* _WHAT IS REQUIRED_
Your answer should be every line of the entries that has the string "counts" in it.

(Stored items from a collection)
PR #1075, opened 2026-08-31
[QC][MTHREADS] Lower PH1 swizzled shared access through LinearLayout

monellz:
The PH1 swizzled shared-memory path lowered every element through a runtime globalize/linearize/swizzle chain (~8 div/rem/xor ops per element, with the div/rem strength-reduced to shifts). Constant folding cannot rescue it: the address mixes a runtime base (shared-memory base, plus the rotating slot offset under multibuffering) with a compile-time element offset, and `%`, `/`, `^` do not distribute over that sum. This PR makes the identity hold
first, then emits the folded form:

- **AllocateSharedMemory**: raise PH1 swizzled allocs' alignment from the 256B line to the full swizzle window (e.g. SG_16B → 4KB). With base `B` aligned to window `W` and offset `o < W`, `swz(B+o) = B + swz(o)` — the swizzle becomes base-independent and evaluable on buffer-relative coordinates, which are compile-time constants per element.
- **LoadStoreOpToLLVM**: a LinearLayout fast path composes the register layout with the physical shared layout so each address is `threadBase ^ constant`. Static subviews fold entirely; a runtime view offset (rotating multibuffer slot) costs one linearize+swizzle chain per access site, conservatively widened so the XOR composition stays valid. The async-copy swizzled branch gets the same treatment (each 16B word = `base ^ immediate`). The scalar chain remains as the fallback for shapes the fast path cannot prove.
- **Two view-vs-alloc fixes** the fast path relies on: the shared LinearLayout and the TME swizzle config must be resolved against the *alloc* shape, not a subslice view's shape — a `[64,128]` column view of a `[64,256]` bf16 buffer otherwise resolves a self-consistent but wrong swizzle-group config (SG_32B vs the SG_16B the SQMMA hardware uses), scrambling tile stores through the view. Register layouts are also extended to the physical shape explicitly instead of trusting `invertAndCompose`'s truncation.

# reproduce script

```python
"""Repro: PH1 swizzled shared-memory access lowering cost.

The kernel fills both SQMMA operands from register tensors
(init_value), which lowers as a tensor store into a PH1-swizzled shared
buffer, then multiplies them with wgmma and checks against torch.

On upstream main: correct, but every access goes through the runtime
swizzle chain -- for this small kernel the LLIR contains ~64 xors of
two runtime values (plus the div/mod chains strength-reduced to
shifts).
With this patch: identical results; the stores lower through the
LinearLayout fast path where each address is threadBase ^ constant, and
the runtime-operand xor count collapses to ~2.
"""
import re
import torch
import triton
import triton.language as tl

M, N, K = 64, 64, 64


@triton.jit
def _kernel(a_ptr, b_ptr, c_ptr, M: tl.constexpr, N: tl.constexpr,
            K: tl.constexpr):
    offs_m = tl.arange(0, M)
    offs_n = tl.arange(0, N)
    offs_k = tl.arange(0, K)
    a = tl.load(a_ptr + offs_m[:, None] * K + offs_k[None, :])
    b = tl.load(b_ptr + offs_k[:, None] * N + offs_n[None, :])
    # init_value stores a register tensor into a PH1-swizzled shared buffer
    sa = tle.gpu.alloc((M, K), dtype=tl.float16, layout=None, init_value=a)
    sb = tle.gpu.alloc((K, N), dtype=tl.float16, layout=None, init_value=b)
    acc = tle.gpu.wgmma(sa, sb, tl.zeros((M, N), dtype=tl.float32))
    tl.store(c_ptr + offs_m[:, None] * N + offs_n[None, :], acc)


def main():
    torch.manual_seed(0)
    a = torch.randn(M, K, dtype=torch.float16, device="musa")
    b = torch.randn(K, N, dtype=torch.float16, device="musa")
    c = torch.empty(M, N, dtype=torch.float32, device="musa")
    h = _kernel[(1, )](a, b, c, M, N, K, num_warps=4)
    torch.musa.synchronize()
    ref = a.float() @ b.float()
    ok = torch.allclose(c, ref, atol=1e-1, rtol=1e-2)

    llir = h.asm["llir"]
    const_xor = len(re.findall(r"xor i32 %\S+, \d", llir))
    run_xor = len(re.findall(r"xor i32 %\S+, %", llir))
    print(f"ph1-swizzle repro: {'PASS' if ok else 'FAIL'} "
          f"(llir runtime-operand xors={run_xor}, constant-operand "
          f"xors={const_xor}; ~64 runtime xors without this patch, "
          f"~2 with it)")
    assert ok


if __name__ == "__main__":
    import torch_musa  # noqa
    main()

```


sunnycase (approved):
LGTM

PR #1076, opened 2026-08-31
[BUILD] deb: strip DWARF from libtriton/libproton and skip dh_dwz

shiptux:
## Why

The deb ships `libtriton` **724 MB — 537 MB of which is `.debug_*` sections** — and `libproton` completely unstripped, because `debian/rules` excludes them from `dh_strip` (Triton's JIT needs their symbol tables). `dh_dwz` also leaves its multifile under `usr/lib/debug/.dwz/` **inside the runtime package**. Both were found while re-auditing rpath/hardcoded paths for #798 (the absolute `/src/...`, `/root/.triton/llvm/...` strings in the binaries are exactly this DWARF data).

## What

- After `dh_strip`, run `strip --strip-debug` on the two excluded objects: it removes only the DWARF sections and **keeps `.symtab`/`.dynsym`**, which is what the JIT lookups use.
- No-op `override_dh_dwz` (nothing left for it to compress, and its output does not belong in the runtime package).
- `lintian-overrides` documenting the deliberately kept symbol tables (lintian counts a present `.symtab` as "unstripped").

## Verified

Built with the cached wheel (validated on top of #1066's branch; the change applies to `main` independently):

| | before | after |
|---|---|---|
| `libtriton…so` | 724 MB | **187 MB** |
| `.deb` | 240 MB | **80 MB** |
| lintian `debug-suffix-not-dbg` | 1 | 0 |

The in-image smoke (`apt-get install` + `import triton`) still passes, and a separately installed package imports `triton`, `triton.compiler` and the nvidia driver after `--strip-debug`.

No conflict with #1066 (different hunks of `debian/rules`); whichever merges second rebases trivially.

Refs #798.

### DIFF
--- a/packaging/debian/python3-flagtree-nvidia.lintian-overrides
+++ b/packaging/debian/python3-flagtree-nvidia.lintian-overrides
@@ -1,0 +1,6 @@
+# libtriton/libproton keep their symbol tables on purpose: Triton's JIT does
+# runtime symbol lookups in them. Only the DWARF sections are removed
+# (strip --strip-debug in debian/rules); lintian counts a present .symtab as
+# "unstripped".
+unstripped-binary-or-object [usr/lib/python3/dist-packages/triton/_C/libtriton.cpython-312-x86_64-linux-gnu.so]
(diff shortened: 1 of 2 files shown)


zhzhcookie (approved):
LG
==
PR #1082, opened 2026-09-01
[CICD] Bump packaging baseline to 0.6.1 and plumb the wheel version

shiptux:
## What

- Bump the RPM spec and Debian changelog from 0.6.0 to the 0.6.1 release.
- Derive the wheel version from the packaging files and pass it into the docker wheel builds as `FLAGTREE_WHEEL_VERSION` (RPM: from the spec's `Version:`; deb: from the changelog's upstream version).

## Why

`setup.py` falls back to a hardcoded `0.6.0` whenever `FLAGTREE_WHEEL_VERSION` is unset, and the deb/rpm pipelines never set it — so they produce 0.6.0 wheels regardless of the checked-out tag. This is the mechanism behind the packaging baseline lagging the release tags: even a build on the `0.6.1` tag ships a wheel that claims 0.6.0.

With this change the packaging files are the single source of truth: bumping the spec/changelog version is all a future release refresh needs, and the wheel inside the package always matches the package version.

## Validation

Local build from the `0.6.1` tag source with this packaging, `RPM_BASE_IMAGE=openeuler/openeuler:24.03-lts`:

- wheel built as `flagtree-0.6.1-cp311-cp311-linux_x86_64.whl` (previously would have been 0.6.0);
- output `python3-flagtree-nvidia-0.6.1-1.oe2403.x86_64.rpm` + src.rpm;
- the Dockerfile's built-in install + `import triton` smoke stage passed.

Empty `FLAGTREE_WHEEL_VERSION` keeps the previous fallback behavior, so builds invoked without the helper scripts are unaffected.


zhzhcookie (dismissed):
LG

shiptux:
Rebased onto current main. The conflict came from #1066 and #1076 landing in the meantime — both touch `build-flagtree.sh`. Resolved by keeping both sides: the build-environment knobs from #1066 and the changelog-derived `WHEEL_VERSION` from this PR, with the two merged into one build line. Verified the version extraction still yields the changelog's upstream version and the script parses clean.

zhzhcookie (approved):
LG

* _SOLUTION TO THIS PROBLEM_
- `lintian-overrides` documenting the deliberately kept symbol tables (lintian counts a present `.symtab` as "unstripped").
+# (strip --strip-debug in debian/rules); lintian counts a present .symtab as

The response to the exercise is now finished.